PR #603, opened 2026-03-04
clean up lifetimes

jdygert-spok:
Targeting #524. Many of the lifetimes were more restrictive than they needed to be.

### DIFF
--- a/crates/aranya-policy-lang/src/lang/parse.rs
+++ b/crates/aranya-policy-lang/src/lang/parse.rs
@@ -1731,9 +1731,9 @@ fn parse_policy_chunk(
     parse_policy_chunk_inner(chunk, &p, policy).map_err(|e| e.with_source(policy.text.clone()))
 }
 
-fn parse_policy_chunk_inner<'a>(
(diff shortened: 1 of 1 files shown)


crates/aranya-policy-lang/src/lang/parse.rs
```diff
@@ -35,13 +35,13 @@ type FieldsAndSources = (Vec<(Ident, Expression)>, Vec<Ident>);
...
-    span: Span<'a>,
-    to_ast_span: Box<dyn Fn(Span<'a>) -> Result<ast::Span, ParseError> + 'b>,
+struct PairContext<'i, 'p> {
+    pairs: RefCell<Pairs<'i, Rule>>,
+    span: Span<'i>,
+    to_ast_span: Box<dyn Fn(Span<'i>) -> Result<ast::Span, ParseError> + 'p>,
 }
 
-impl<'a, 'b> PairContext<'a, 'b> {
+impl<'i> PairContext<'i, '_> {
```
gknopf-aranya: Why call the lifetime `i` instead of `a` here?

Issue #530, opened 2026-01-07
policy-vm: test nested option handling


jdygert-spok:
Test that wrapping and unwrapping nested optionals works properly, and we can correctly distinguish e.g. `None` and `Some(None)`.

PR #632, opened 2026-03-25
policy-compiler: Improve error messages

### LINKED ISSUE #572: policy-compiler: improve error messages

ssweetney-spok:
resolves #572

old:
```
already defined: f at line 5 col 1:
	function f() int {}
```

new:
```
error: the name `f` is defined multiple times
  |
1 | function f(x int) int {
  |          - previous defintion here
...
5 | function f() int {}
  |          ^ re-defined here
```


crates/aranya-policy-compiler/tests/tests.rs
jdygert-spok, line 1: revert

crates/aranya-policy-compiler/src/compile/lower.rs
```diff
@@ -300,11 +347,12 @@ impl CompileState<'_> {
...
-                    return Err(self.err(CompileErrorType::InvalidType(
-                        "Cannot wrap option in another option".into(),
-                    )));
-                }
+                // We allow nested optional types.
+                // if matches!(inner_vtype.kind, TypeKind::Optional(_)) {
+                //     return Err(self.err(CompileErrorType::InvalidType(
+                //         "Cannot wrap option in another option".into(),
+                //     )));
+                // }
```
jdygert-spok, line 355: Oh, I had allowed this in the parser but I guess didn't allow it in the compiler. We should add a test for nested option in the compiler and/or vm. Just now remembering #530...

crates/aranya-policy-ast/src/tests.rs
```diff
@@ -108,15 +109,25 @@ fn test_result_type_matches() {
...
+    );
     let struct2 = named_struct!(
         "MyStruct",
         100,
         108,
         "field",
         109,
         114,
-        ExprKind::Int(42),
+        ExprKind::Int(IntLiteral::new(42, Span::empty())),
```
chip-so, line 130: Could we clean this up by making a `From<i64> for IntLiteral` so you can do `42.into()`?

crates/aranya-policy-compiler/src/compile/error.rs
```diff
@@ -1,164 +1,260 @@
...
+            expected,
+            expected_span: expected_span.filter(|s| !s.is_empty()),
+            found_type,
+            found_expr,
+        }
+    }
+}
+
+/// Invalid call color - Tried to make a function call to the wrong type of function.
+pub(crate) struct InvalidCallColor(pub InvalidCallColorKind, pub Span, pub Option<Span>);
```
chip-so, line 64: All of these tuple structs would be fine if they had a common structure, but it makes the implementations in `rendering.rs` kind of hard to follow. And besides, it feels stylistically inconsistent with some being tuples and other being regular (though I would be fine with a simple convention like, it can be a tuple if it only contains a `Span`).

crates/aranya-policy-compiler/src/compile/lower.rs
```diff
@@ -680,28 +755,24 @@ impl CompileState<'_> {
                 let t = self.lower_expression(t)?;
 
                 let name = t.vtype.as_struct().ok_or_else(|| {
-                    self.err(CompileErrorType::InvalidType(
-                        "Expression left of `.` is not a struct".into(),
+                    self.err(InvalidType::new(
+                        "struct T".to_owned(),
```
chip-so, line 759: `struct T` looks weird to me. `T` implies a generic inner type, but struct isn't generic. That's just the name of it (and if you had a struct named T this would be _very_ confusing). I'd just say "struct".

crates/aranya-policy-compiler/src/compile/types.rs
```diff
@@ -141,6 +144,14 @@ impl IdentifierTypeStack {
     }
 }
 
+pub(crate) struct IdentNotDefined;
```
chip-so, line 147: Why is this defined here and not with the other errors?

crates/aranya-policy-compiler/src/compile/types.rs
```diff
@@ -98,7 +101,7 @@ impl IdentifierTypeStack {
     /// Retrieve a type for an identifier. Searches lower stack items if a mapping is not
     /// found in the current scope.
     #[allow(clippy::result_large_err)]
```
chip-so, line 103: Seems like this can be removed.

crates/aranya-policy-compiler/src/compile.rs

·····

**DIRECTIONS FOR THIS TASK:**
Read the entries and show each line that mentions "spok".

**RESULT FOR THIS EXERCISE:**
jdygert-spok:
jdygert-spok:
ssweetney-spok:
jdygert-spok, line 1: revert
jdygert-spok, line 355: Oh, I had allowed this in the parser but I guess didn't allow it in the compiler. We should add a test for nested option in the compiler and/or vm. Just now remembering #530...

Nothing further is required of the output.